— Dataset entries —
PR #7360, opened 2026-07-07
chore(core): fix catalogue queries omitting tables after a concurrent metadata cache clear

RaphDal:
## Summary

`tables()`, `all_tables()`, `information_schema.columns` and `pg_catalog.pg_attribute` read the metadata cache, which `hydrateAllTables()` reconciles against the table registry before each catalogue read. That reconcile has a give-up budget: after `MAX_INCOMPLETE_RECONCILE_PASSES` (8) consecutive passes that make no progress, it latches `cacheComplete=true` and stops retrying, so a table whose `_meta` is genuinely unreadable is not re-read (and CRITICAL-logged) on every catalogue query forever. That budget was added in #7259.

The budget miscounts a pass as "no progress" when a concurrent `clearCache()` wipes tables the pass had just hydrated. Those tables are perfectly hydratable; only the clear made them look missing. Under a burst of `clearCache()` racing a reconcile storm, several reconcilers can each observe this spurious "no progress" and drive the shared budget to exhaustion, latching `cacheComplete=true` over a cache that a clear merely emptied. Catalogue queries then short-circuit on the completeness flag and return an incomplete table list until the next `clearCache()` or until a writer touches the missing table.

## Root cause

The give-up path decides "no progress" by re-reading the map (`is any missing table currently present?`) rather than by whether the pass actually hydrated a table. A `clearCache()` between a reconciler's hydration and its give-up check makes a hydrated table read as missing. Because the budget counter is shared and a single clear resets it to zero, enough reconcilers arriving at the give-up check just after one clear can bump the counter from zero to the threshold in one burst, latching completeness over the emptied cache. The write lock the give-up path holds does not prevent this — the clear that causes the miscount happens before that lock is taken.

This only bites when `clearCache()` runs frequently enough to overlap reconciles, so it is rare and transient (the cache self-heals on the next clear-free reconcile or writer touch), but within that window the catalogue functions under-report.

## Fix

`clearCache()` bumps a `clearEpoch`. `hydrateAllTables()` snapshots the epoch at the start of a reconcile and, in the give-up path, skips spending the budget when the epoch has moved — a concurrent clear, not an unreadable `_meta`, produced the "no progress", so it must not count toward giving up. A reconcile with no overlapping clear is unchanged: the counter still climbs and the give-up still fires after 8 clear-free stuck passes.

So the regression test can force the exact interleaving deterministically (instead of relying on a probabilistic stress loop), the change extracts the give-up assessment out of `hydrateAllTables()` into a protected `assessReconcileGiveUp(missing, startEpoch)` method and routes every completeness publish through a protected `publishCacheComplete()`. The test subclasses `MetadataCache` on a test-local instance and wraps those methods (park at a barrier, then `super`); production carries no test-hook state. The same pattern replaces the `@TestOnly` `setLatchCompleteTestHook` API that #7259 added — the latch race test now overrides `publishCacheComplete()` — so both `Runnable` hook fields and both public setters are gone.

The PR also removes leftover `M2:`/`M3:` planning-label prefixes from six pre-existing `MetadataCacheTest` comments (comment-only cleanup, bundled here because the PR already touches the file).

## Tradeoffs

- Under sustained, high-frequency `clearCache()` (every reconcile overlaps a clear), the give-up for a genuinely unreadable `_meta` is delayed rather than firing at 8 passes, which weakens the CRITICAL-log / re-read bound #7259 added in that regime. `clearCache()` already resets the budget on every call, so this regime was already degraded; in normal operation clears are infrequent and the give-up fires as before.
- Two `MetadataCache` methods become protected (`assessReconcileGiveUp`, `publishCacheComplete`) so tests can subclass instead of production carrying runnable hook fields. This removes the `setLatchCompleteTestHook` public API from #7259; anything that adopted that hook needs the same subclass migration.
- No measurable runtime cost: the epoch snapshot is one volatile read on the reconcile slow path; the warm fast path (`if (cacheComplete) return`) is untouched, so catalogue queries against a warmed cache are unaffected.

## Test plan

- Adds `testGiveUpBudgetIgnoresRoundsThatOverlapAClearCache`: a `MetadataCache` subclass parks 8 reconcilers right before the give-up assessment, a single `clearCache()` fires, then all 8 proceed. Without the guard the 8 post-clear bumps exhaust the budget and the test's `assertFalse(isCacheComplete())` fails ("give-up latched cacheComplete over a clear-wiped cache"); with the guard every bump is skipped and the flag stays off. The test then asserts that a clear-free reconcile still warm-latches, so the guard does not suppress legitimate latching. Deterministic — verified failing on the unguarded build and passing 30/30 on the guarded build.
- `testCompletenessLatchIsMutuallyExclusiveWithClearCache` (from #7259) migrates from the removed hook API to a `publishCacheComplete()` override on a test-local instance and still passes; because the override wraps the actual publish, it keeps exposing a regression that moved the publish outside its lock.
- The existing give-up tests `testReconcileGivesUpAfterRepeatedHydrationFailures` and `testReconcileBudgetCountsOnlyZeroProgressRounds` still pass: with no overlapping clear the budget behaves exactly as before, so the give-up still fires after 8 stuck passes.
- The existing probabilistic test `testConcurrentReconcileAndClearCacheNeverMarksEmptyCacheComplete` (added in #7259, which surfaced this on arm64 CI) still passes and is no longer flaky.
- Full `MetadataCacheTest`: 40 tests, all green.


RaphDal:
# Review of PR #7360 — `chore(core): fix catalogue queries omitting tables after a concurrent metadata cache clear`

- **Review level:** 3 (full pass: change-surface map, 10 parallel review agents, per-finding verification)
- **Date:** 2026-07-07
- **Branch reviewed:** `rd/fix-metadatacache-clear-giveup` (`cef86d659b`, one commit ahead of master)
- **Verdict:** **Approve.** No Critical findings; two Moderate (documentation precision, test diagnosability), the rest Minor.

## Verified soundness of the core fix

The fix is correct, the race it claims existed is real (reproduced analytically against `HEAD~1`), and the
epoch guard provably closes it. Three independent adversarial passes (correctness, concurrency,
fresh-context) enumerated the clear-vs-pass interleaving space and none found a way to latch
`cacheComplete` over a wiped-but-hydratable cache after this diff. Both performance passes confirm zero
warm-path cost (the epoch read sits after the volatile fast-path return) and the publish path is strictly
cheaper than the removed hook. `MetadataCacheTest` ran locally: **40/40 green**, confirming the
test-plan claim.

Key facts, all grep-/trace-verified:

- `clearEpoch` is written only under the write lock and read under it in the assessment, so any clear that
  can manufacture "no progress" (it must wipe hydrations that happened after the snapshot at
  `MetadataCache.java:199`) necessarily bumps the epoch past `startEpoch` and is caught at `:329`. A clear
  before the snapshot is fully visible to the scan, so zero progress then means genuinely failed
  hydrations. The guard only ever skips a spend — it adds no publish path.
- `publishCacheComplete()` is the single `cacheComplete = true` site; all three callers (`:227` read lock,
  `:413` via read-lock callers `:154`/`:270`, `:336` write lock) hold a lock excluding `clearCache()`.
- The new test is deterministic in both directions: all 8 reconcilers provably reach the barrier (`stuck`
  keeps every pass incomplete; no latch site is reachable pre-barrier), and on the unguarded build the 8
  post-clear bumps deterministically latch and fail `assertFalse`.
- Cross-context: `hydrateAllTables()` is reachable only via `MetadataCache.snapshot()` (the four catalogue
  function factories); `clearCache()` has exactly one OSS production caller — `CairoEngine.clear()`,
  which is `@TestOnly` — so production give-up/latch behavior is bit-identical to master. The removed
  `setLatchCompleteTestHook` API has zero remaining references repo-wide. All 17 callsite groups
  (catalogue factories, startup hydrator, DDL/writer paths, SHOW/plan-generation hydrates, embedded API)
  returned SAFE.

## Critical

None.

## Moderate

### M1. New invariant documentation is imprecise in three places (in-diff)

- `MetadataCache.java:298-303` — the javadoc bullet says a clear-overlapped pass "is ignored". The code
  only epoch-guards the **spend**: an overlapped pass that observed progress still takes the `progressed`
  branch at `:324-327` and resets the counter — wiping bumps legitimately accumulated by newer
  epoch-stable stuck rounds (found independently by three agents). The direction is safe (delays give-up,
  never wrong-latches, and the reset evidence is genuinely current-epoch), so the code is fine — but the
  doc should say "does not spend the budget" rather than "is ignored", or state the reset precedence
  explicitly. No test pins the `progressed && epoch-moved` precedence either way.
- `MetadataCache.java:62-74` — the `MAX_INCOMPLETE_RECONCILE_PASSES` header comment still defines the
  counting rule as "a pass that still finds a table missing yet hydrates none" and lists only the progress
  exemption. The diff added a second exemption (clear overlap) that this authoritative comment doesn't
  know about. Add three words or point at `assessReconcileGiveUp`.
- `MetadataCache.java:428-436` — the `publishCacheComplete()` javadoc explains the lock scope but never
  warns overriders: an override runs inside a **non-reentrant** `SimpleReadWriteLock` scope, so acquiring
  the cache's write lock from the override self-deadlocks, and any blocking stalls all metadata writers.
  One sentence ("overrides must not acquire cache locks or block") closes the trap the two test overrides
  deliberately dance around.

### M2. The new regression test's failure modes for violated assumptions are a hang or a masked error, not a red assert (in-diff)

`MetadataCacheTest.java:1386-1394, 1413, 1431`:

- On barrier timeout/breakage the override records `error` and still falls through to
  `super.assessReconcileGiveUp()`. If a future change moved the assess call under a lock (the exact
  contract the test guards), the parked readers plus the barrier action's `writeLock()` produce a
  permanent spin-hang rescued only by the 20-minute class timeout. Throwing after a broken/timed-out
  barrier instead of calling `super` fails fast with the right cause.
- The final self-heal `hydrateAllTables()` at `:1431` runs after the only `error` re-check (`:1413`). The
  barrier auto-resets, so if that pass ever reached the assessment (environmental hydration failure), the
  main thread parks 30 s, stores a `TimeoutException` nobody reads, and the test fails later on
  `assertTrue` with the root cause hidden. Re-check `error` after `:1431` (or make the override one-shot).

## Minor

### Production style

1. `MetadataCache.java:100-102, 196-198, 298-303, 989-991` — the clear-epoch rationale is stated four
   times; only `:330` correctly defers with "see javadoc". Keep the javadoc bullet authoritative, trim the
   other three to one line each. Relatedly the `assessReconcileGiveUp` javadoc is ~32 lines of
   PR-body-depth rationale; ~12 lines covers the contract (deep rationale lives in the PR body).
2. `MetadataCache.java:314, 437` — the two new protected methods are not adjacent; members are supposed to
   group by visibility and sort alphabetically. The file was already disordered (pre-existing), so
   cosmetic.
3. `MetadataCache.java:315, 317` — `gaveUp`/`progressed` violate the `is`/`has` boolean-prefix rule.
   Carried verbatim from the old block, but the extraction re-created the lines — natural moment for
   `hasGivenUp`/`hasProgressed`.
4. `MetadataCache.java:314` — `missing` could take `@NotNull` since the method is now an overridable seam;
   note the file's other `ObjList` param (`latchCacheCompleteIfWarmed:402`) is also unannotated, so this
   is optional consistency, not a convention break.

### Tests

5. Coverage gap: no test pins "a clear **between** counted passes grants a fresh budget of 8" (the
   javadoc's own safety argument at `:302`). Existing tests only clear at counter=0. A sequential test
   (3 stuck passes, then `clearCache()`, then 7 passes assert-unlatched, then the 8th latches) needs no
   seam.
6. Coverage gap: nothing asserts the user-visible symptom — `tables()` output — around the give-up state
   (stuck table omitted after budget exhaustion, restored after clear). A sequential engine-cache drive
   plus `assertQuery(...).returns(...)` covers it.
7. `MetadataCacheTest.java:1367` — `reconcilers` names an `int` here but a `Thread[]` in the sibling
   hammer test (`:1310`); rename to `reconcilerCount`. And `:1358` — the local `8` mirrors the private
   production constant without the "Mirror of MetadataCache.MAX_INCOMPLETE_RECONCILE_PASSES" pointer that
   `:1081` carries; if the constant drifts, this test silently loses its bug-detection power (sibling
   tests fail loudly on drift, which mitigates).
8. `MetadataCacheTest.java:1372` — the `_meta` move sits three statements outside the `try` whose
   `finally` restores it; only a constructor OOME can strand the file (and the per-test db root recreation
   makes even that harmless), but starting the `try` right after the move costs nothing.

### PR body / metadata (edits go to `PR.md`; the PR itself has not been touched)

9. Factual error: "so **both** `Runnable` hook fields and **both** public setters are gone" — verified
   against `HEAD~1`: there was exactly one field and one setter repo-wide. Say "the `Runnable` hook field
   and its public setter are gone".
10. Active-voice rule: four "is/are + participle" constructions ("That budget was added in #7259",
    "before that lock is taken", "the give-up ... is delayed", "is not re-read"). Also "So the regression
    test can force..." garden-paths — "So **that** the regression test...". And "No measurable runtime
    cost" is an analytical estimate, not a measurement — "negligible expected runtime cost".
11. The test-plan claims ("verified failing on the unguarded build", "passing 30/30") are author-run
    results — attribute them as such. (The 40-test green claim was reproduced locally during this
    review.)
12. Worth one disclosure sentence: the only in-tree `clearCache()` caller is the `@TestOnly`
    `CairoEngine.clear()`, so the race surfaces via test harnesses and the public embedded
    `MetadataCacheWriter` API rather than a stock server path. The `regression` label is nonetheless
    justified — released tag 9.4.3 contains #7259. Consider adding the `SQL` label (the symptom is SQL
    catalogue functions; #7259 carries it).
13. Branch commit title uses a Conventional-Commits prefix, exceeds 50 chars, and has no body — throwaway
    under squash-merge, so informational only.

## Pre-existing, out-of-diff (context, not blockers — candidates for a follow-up issue)

- **Rename racing the reconcile can poison the cache with a stale old-name entry.** Scan collects old
  token Y in `missing`; `RENAME Y->Z` lands (cache `renameTable:1137` no-ops since Y is uncached); pass 2
  then hydrates the old token from the unchanged WAL dir and `tableMap` gains a Y the registry no longer
  knows — served by `snapshot()` until the next clear/drop; with the reused token snapshot the pass can
  even latch while Z is uncached. Hunk ranges confirm this code is untouched by the diff; the race exists
  identically on master and in `onStartupAsyncHydrator`.
- **`hydrateTableOnDemand` has no budget of its own**: for an unreadable `_meta` it re-reads disk and
  CRITICAL-logs on every SHOW/plan-generation invocation until some catalogue latch fires — pre-existing,
  unchanged, and worth remembering when reasoning about the give-up's log-bounding purpose.

## Downgraded (dismissed after verification)

- "Every other collection param is `@NotNull`-annotated" (premise of the annotation finding) — false:
  `latchCacheCompleteIfWarmed:402` is unannotated; reframed as optional (Minor 4).
- "Failed `_meta` restore can mask the in-flight failure" — verified unreachable including on Windows: all
  threads joined before the `finally`, no fd ever opened on the hidden file.
- "OOME during thread start-up races `close()`" — OOME-only trigger; not actionable.
- "Fast-path TOCTOU gives one transiently-empty catalogue read after a clear" — pre-existing inherent
  check-then-act, self-heals on the next query; not this PR.
- "Concurrent zero-progress passes exhaust the budget in one wall-clock burst" — pre-existing semantics;
  each bump is one genuine failed hydration attempt, and the "sequential rounds" comment wording is
  carried from master with the same progress-storm scoping.
- "Epoch check should precede the progressed loop for performance" — the saved lookups occur only on a
  production-unreachable branch (`clearCache` is `@TestOnly`-reachable), and the current order errs toward
  retrying, the safe direction.
- "Give-up starvation under sustained clears is a new regression" — pre-existing: every clear already
  reset the counter, so no caller loses a bound it actually had; the PR's Tradeoffs section discloses this
  accurately.

## Summary

Approve — no Critical findings; the two Moderates are documentation-precision and test-diagnosability
hardening, both cheap. The design tradeoffs (give-up deferral under clear-heavy regimes, one public
`@TestOnly` API removed, two methods opened to `protected`) are real but honestly disclosed in the PR body
and verified as strictly-better than the pre-fix behavior (production give-up timing is bit-identical
since `clearCache()` never runs in an OSS server).

From ~41 raw agent claims, 24 distinct draft findings survived dedup; **17 verified** (0 Critical,
2 Moderate, 15 Minor including PR-body items), **7 downgraded** as
false-positive/unreachable/pre-existing-mislabeled. In-diff vs out-of-diff: 15 in-diff, 2 out-of-diff
pre-existing races reported as context — the cross-context pass walked all 17 callsite groups and
returned SAFE on every one.

bluestreak01 (approved):
# Review of PR #7360 — `chore(core): fix catalogue queries omitting tables after a concurrent metadata cache clear`

**Review level:** 3 (full pass — change-surface map, all agent roles, per-finding verification, plus empirical test run)
**Branch:** `rd/fix-metadatacache-clear-giveup`

## What the change does

`hydrateAllTables()` reconciles the metadata cache against the table registry before catalogue reads and has a give-up budget (`MAX_INCOMPLETE_RECONCILE_PASSES = 8`) so a genuinely-unreadable `_meta` isn't re-read + CRITICAL-logged on every query forever. A regression from #7259: a `clearCache()` landing between a reconciler's hydration and its give-up check makes a just-hydrated table read as "missing"; because `clearCache()` resets the shared counter to 0, a burst of reconcilers each bump it 1..8 in one go and latch `cacheComplete` over an emptied-but-hydratable cache.

The fix adds a `volatile long clearEpoch`, bumped under the write lock in `clearCache()`. `hydrateAllTables()` snapshots it before scanning; `assessReconcileGiveUp()` skips spending the budget when the epoch moved (a clear, not an unreadable `_meta`, caused the "no progress"). It also funnels all `cacheComplete = true` writes through `publishCacheComplete()` and replaces the `@TestOnly setLatchCompleteTestHook` API with test subclassing of two now-`protected` methods.

## Critical

None.

## Moderate

None.

## Minor

1. **Title type `chore` vs `fix` — pre-merge judgment call (metadata only, non-blocking).** The title is `chore(core): ...` while the labels are `Bug` + `regression` and the body says "fix ... omitting tables". Per CLAUDE.md the Conventional-Commit type feeds release notes, and a bug fix conventionally lands under `fix`. **However**, I verified that `MetadataCacheWriter.clearCache()`'s only production caller is `CairoEngine.clear()` (CairoEngine.java:612), which is `@TestOnly` — so in this repo the raced scenario is not reachable by any production path; the change hardens an invariant and de-flakes an arm64 CI test. On that basis `chore` is defensible. This is a metadata reconciliation between title/labels, not a correctness issue — reconcile it either way (label to match `chore`, or retitle to `fix`), but it does not block.

2. **Test restore-on-exception window (`MetadataCacheTest.java:1399`, test-robustness, behaviorally inert).** `Files.move(stuckMeta → stuckHidden)` runs *before* the try-with-resources and the inner `try/finally` that restores it. If the anonymous `new MetadataCache(engine){...}` construction (line 1400) threw, `stuck/_meta.hidden` would be left renamed. The constructor is trivial (assigns `engine`, inits the barrier), so this is essentially unreachable, and `assertMemoryLeak` scopes each test to a fresh temp dir so there's no cross-test contamination. Optional tightening: move the rename inside the `try`.

3. **Hardcoded `maxIncompleteReconcilePasses = 8` in the test (`MetadataCacheTest.java:1384`) duplicates the private `MAX_INCOMPLETE_RECONCILE_PASSES`.** Unavoidable coupling — the production constant is `private`, so the test cannot reference it (the two existing give-up tests do the same). Note only.

## Downgraded (false positives / notes verified as non-issues)

- **"Other eviction paths (`dropTable`/`renameTable`/silent hydrate-failure) manufacture spurious no-progress not covered by the epoch guard"** — dismissed. Traced: those paths reflect a *genuinely* dropped/absent table (`getTableTokens()` and `hydrateTableStartup`'s `engine.isTableDropped` early-return agree), so a latch that omits them is correct, not the emptied-but-hydratable hazard the guard targets. No burst-reset like `clearCache()`. No change needed.
- **"Guard permanently suppresses legitimate give-up"** — dismissed. With no overlapping clear, `clearEpoch == startEpoch`, the budget is spent normally and give-up fires after 8 clear-free stuck passes (preserved by `testReconcileGivesUpAfterRepeatedHydrationFailures`). The sustained-overlapping-clear degradation is the documented tradeoff and already existed (clearCache resets the counter regardless).
- **"Redundant `if (cacheComplete) return;` before `assessReconcileGiveUp` is racy"** — dismissed. Idempotent: if another thread latches in the gap, `assessReconcileGiveUp` either resets on progress or re-sets an already-true flag; `publishCacheComplete()` is idempotent. Harmless.
- **`publishCacheComplete()` routing** — verified complete: `rg` confirms the only `cacheComplete = true` write is inside `publishCacheComplete()` (line 438); no bypass anywhere in `core/src/main/java`.
- **`startEpoch` snapshot outside the lock** — verified correct and necessarily `volatile` (non-torn 64-bit read + happens-before with the `clearCache()` write). Snapshotting before the read-lock scan is strictly more conservative (catches scan-racing clears), never misses one. `!=` ≡ `>` on a monotonic long; no ABA.

## Coverage map

| # | Behavioral change | Test | Failure link | Verdict |
|---|---|---|---|---|
| 1 | `clearCache()` bumps `clearEpoch++` (:990) | `testGiveUpBudgetIgnoresRoundsThatOverlapAClearCache` | Revert → epoch stays 0 → `1!=0` false → else-branch → 8 bumps latch → `assertFalse(isCacheComplete())` fails | TESTED |
| 2 | `hydrateAllTables()` snapshots `startEpoch` (:198) | same | same interleaving; without the snapshot the guard has no baseline | TESTED |
| 3 | `assessReconcileGiveUp()` skip branch `else if (clearEpoch != startEpoch)` (:326) | same | With guard all 8 skip (flag off); reverted, all 8 bump and the 8th latches → assert fails | TESTED |
| 4 | give-up budget bump + latch, progress reset (preserved) | `testReconcileBudgetCountsOnlyZeroProgressRounds`, `testReconcileGivesUpAfterRepeatedHydrationFailures` | 3 progress rounds don't spend budget; 8 clear-free stuck rounds latch (`assertTrue`) | TESTED |
| 5 | all `cacheComplete=true` routed via `publishCacheComplete()` (:437) | `testCompletenessLatchIsMutuallyExclusiveWithClearCache` (override), `testReconcileLatchesCompleteAfterHydratingMissingTables` | Override wraps the publish inside its lock; a publish moved outside the read lock → clear empties cache → `assertEquals(tableCount, 0)` fails | TESTED |
| 6 | guard does not suppress legitimate warm-latch | `testGiveUpBudgetIgnoresRoundsThatOverlapAClearCache` tail | After stuck restored, self-heal `assertEquals(2, tableCount)` + `assertTrue(isCacheComplete())` | TESTED |
| — | removal of `setLatchCompleteTestHook` / `latchCompleteTestHook` | migrated tests compile+pass | no-behavioral-change: test-only API replaced by subclassing (`rg` finds zero residual refs) | EXEMPT |
| — | M2/M3 comment-prefix cleanup (6 comments) | n/a | verified comment-only, no code change | EXEMPT |

**Empirical:** the affected suite (7 reconcile/clear tests incl. the new one) was run green on the guarded build. Revert efficacy confirmed by trace (both halves of the hunk are pinned).

## Summary

- **Verdict: approve.**
- **Correctness & performance gate:** passed — zero confirmed correctness, concurrency, resource, or performance/IO findings. The `clearEpoch` guard is sound on every interleaving I could construct; it can only ever set `gaveUp=false`, never latch; the sole latch branch runs under the write lock with `clearEpoch == startEpoch`, and no cache wipe is possible without moving the epoch. Warm fast path (`if (cacheComplete) return;`) is untouched — the one added `volatile` read sits after the fast-path return, on the reconcile slow path only; no new allocation, no boxing, complexity identical.
- **Test gate:** passed — this is a fix with a deterministic regression test whose assertion demonstrably fails if either half of the production hunk is reverted; coverage map is 6 behavioral changes, 6 tested, 0 UNTESTED (2 exempt: test-API removal + comment cleanup).
- **Tradeoffs/context:** the guarded scenario is only reachable via `@TestOnly` code in this repo, so the production catalogue-query impact is nil; the fix's real value is hardening the invariant and de-flaking the #7259 arm64 test. Documented tradeoff (delayed give-up under sustained overlapping clears) already existed pre-fix.
- **Findings:** 5 agent roles + verification; 0 correctness/concurrency/perf/test blockers verified, ~4 draft notes dismissed as non-issues, 3 Minor items (all metadata/test-robustness, none blocking).
- **Split:** 2 in-diff behavioral changes (epoch bump + guard), 1 in-diff refactor (publish choke point), 0 out-of-diff, 0 pre-existing bugs. Cross-context pass confirmed the only external caller is `@TestOnly`, so zero out-of-diff findings is expected here, not an under-run.

The three Minor items are optional; none blocks merge. This meets the bar for approval.

mtopolnik:
#### [PR Coverage check]

#### file detail

|----|----|----|----|----|
|:large_blue_circle:|io/questdb/cairo/MetadataCache.java|10|10|100.00%|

— THE TASK —
Reproduce, word for word and in full, only the lines above that start at the line with "production constant without" and run through the line with "### PR body", both ends included.

— EXERCISE SOLUTION —
   production constant without the "Mirror of MetadataCache.MAX_INCOMPLETE_RECONCILE_PASSES" pointer that
   `:1081` carries; if the constant drifts, this test silently loses its bug-detection power (sibling
   tests fail loudly on drift, which mitigates).
8. `MetadataCacheTest.java:1372` — the `_meta` move sits three statements outside the `try` whose
   `finally` restores it; only a constructor OOME can strand the file (and the per-test db root recreation
   makes even that harmless), but starting the `try` right after the move costs nothing.

### PR body / metadata (edits go to `PR.md`; the PR itself has not been touched)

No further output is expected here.